• Title: Auto-Batching

# Auto-Batching

# 1. Summary

Meilisearch can automatically group consecutive asynchronous documentAddition or documentPartial tasks for the same index via an automatic batching mechanism.

The user can disable this auto-batching behavior. See 3.2. Auto-batching mechanisms options section.

# 2. Motivation

We have regularly collected user pain points pointing out the slow indexing over the last year. We explained several times to users to make batches containing a maximum of documents to be updated/added to compress the indexing time of specific data structures.

To make Meilisearch easier to use, we explored the idea of automatically creating these batches within Meilisearch before indexing users’ documents.

# 3. Functional Specification

# 3.1. Explanations

A batch preserves the logical order of the tasks for a given index.

Only consecutive documentAdditionOrUpdate tasks for the same index can be in the same batch.

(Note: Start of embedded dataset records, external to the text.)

PR #142, opened 2021-08-12
[win] Additional fixes for MSVC and MinGW

ntadej:
This is a collection of some additional fixes for MSVC and MinGW. Not sure why @dpaulat did not need those so keeping it as draft for a bit.

- some additional `ValueBase` and `Value` template specialisations to help resolve them
- MSVC-specific `std::chrono::duration` polyfill
- just use Qt-provided zlib on Windows
- some other minor tweaks


ntadej:
This MR is ready for review.

PR #149, opened 2021-08-28
add methods getTiles and setTiles to mimick maplibre-gl-js interface

xabbu42:
This adds the methods setTiles and getTiles to VectorSource to mimick the maplibre-gl-js interface
introduced in https://github.com/mapbox/mapbox-gl-js/pull/8048. This is useful to change parametrized data sources without having to load a complete new style.

Todo:
- [ ] To completely port the maplibre-gl-js interface, also setUrl should be added.
- [ ] Is the additional call to observer->onSourceLoaded correct/necessary?
- [ ] There is a race and the map sometimes still requests old tiles even after setTile is called.

Any input especially about the race is appreciated.


xabbu42:
We use this patch in production for over a year now. I just finally got around to update to latest maplibre-native opengl-2 branch and it still works as expected. Moreover I can no longer reproduce the race and I doubt it was a problem with this patch anyway.

I no longer thinks we should block this on an implementation of setUrl. That is a separate issue and a bit more complex, so I'd rather just get this in for now.

From my reading of the code the call to `observer->onSourceLoaded` is not necessary for Core funktionality, as `onSourceLoaded` and `onSourceChanged` ist handled exactly the same as `onSourceLoaded` in https://github.com/maplibre/maplibre-native/blob/main/src/mbgl/style/style_impl.cpp#L314. I'm happy to leave it in or take it out whatever the semantics of an external Observer are supposed to be.

So this ready for reviewing from my point of view.

wipfli:
Nice @xabbu42! Please remove the draft status in that case

xabbu42:
I'll have to look in the failed checks tomorrow.

louwers (commented):
Thanks for your contribution.

Could you add:

- A test
- A doxygen docstring (since these methods are part of the public API)

xabbu42:
Sorry for the long silence. I'll be away for the next 3 weeks but I plan to get back to this after that.

xabbu42:
The checks run through before the merge and it looks like the failures now have nothing to do with my changes. @louwers I hope I addressed your requests adequately (I'm not familiar with doxygen or GoogleTest). So this should be ready to merge now.

louwers:
@xabbu42 Seems like it runs through cleanly now. Let me have another look.

include/mbgl/style/sources/vector_source.hpp
```diff
@@ -26,6 +26,14 @@ class VectorSource final : public Source {
 
     void loadDescription(FileSource&) final;
 
+    /// @brief Gets the tile urls for this vector source.
+    /// @return std::vector<std::string> List of tile urls.
+    const std::vector<std::string> getTiles();
```
louwers, line 31: Should be marked `const`.

louwers (changes requested):
Two more nits, the getter can be marked `const`. And you can remove the type from the Doxygen comments. Then it looks good to merge!

include/mbgl/style/sources/vector_source.hpp
xabbu42: I removed the type from the docstring. The return type already is marked `const` or am I missing something?

louwers: Right, but the method itself can also be marked const right? It does not modify the object.

xabbu42: ah yes. I don't use c++ too often and forgot about that. fixed it now.

louwers (approved):
@xabbu42 Yup, that is what I meant.

https://en.cppreference.com/w/cpp/language/member_functions#Member_functions_with_cv-qualifiers

Thanks for your contribution!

All tasks concerning other operations will also be part of a batch having only one task.

# 3.1.1. Grouping tasks to a single batch

The scheduling program that groups tasks within a single batch is triggered when an asynchronous task currently processed reaches a terminal state as succeeded or failed.

In other words, when a scheduled documentAdditionOrUpdate task for a given index is picked from the task queue, the scheduler fetches and groups all documentAdditionOrUpdate tasks for that same index in a batch.

The more similar consecutive tasks the user sends in a row, the more likely the batching mechanism can group these tasks.

# 3.1.1.1. Schema

Auto-batching Process

# 3.1.1.2. batchUid generation

All tasks are part of a batch identified by an internal batchUid field. A task batch preserves the logical order of the tasks for a given index. The batch identifiers are unique and strictly increasing. The batchUid field is internal; thus not visible on a task resource.

# 3.1.2. Impacts on task API resource

  • The different tasks grouped in a batch are processed within the same transaction. But if a task fails within a batch, the whole batch does not fail, only the related task.
  • Tasks within the same batch share the same values for the startedAt, finishedAt, duration fields, and the same error object if an error occurs for a task during the batch processing.
  • If a batch contains many tasks, the task details indexedDocuments is identical in all tasks belonging to the same processed batch.

# 4. Technical Aspects

N/A

# 5. Future Possibilities

  • Extends it for all consecutive payload types.
  • Expose the batchUid field and add a filter capability on it on the /tasks endpoints.
  • Report the documents that could not be indexed to the user in a more precise manner.
  • Optimize some tasks sequence, for example if there is a document addition followed by an index deletion, we could skip the document addition.